▸ Data extract
PR #65599, opened 2023-05-12
Make makeshift sling not give survival skill

KittyTac:
#### Summary
Balance "Make makeshift sling not give survival skill"

#### Purpose of change
Can someone remind me:
1. Why does folding a blanket make you better at "survival"?
2. How did this survive (no pun intended) for years?

#### Describe the solution
Make it a skill-less craft like soap flakes and makeshift bandages.

Leaving as is, for some reason.

#### Testing
image

#### Additional context
Expect more crafting tweaks soon.

### DIFF
--- a/data/json/recipes/armor/storage.json
+++ b/data/json/recipes/armor/storage.json
@@ -1243,7 +1243,6 @@
     "activity_level": "NO_EXERCISE",
     "category": "CC_ARMOR",
     "subcategory": "CSC_ARMOR_STORAGE",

▸ Required action
Copy the lines from the entries above in which the word "sling" appears.

▸ Problem solution
Make makeshift sling not give survival skill
Balance "Make makeshift sling not give survival skill"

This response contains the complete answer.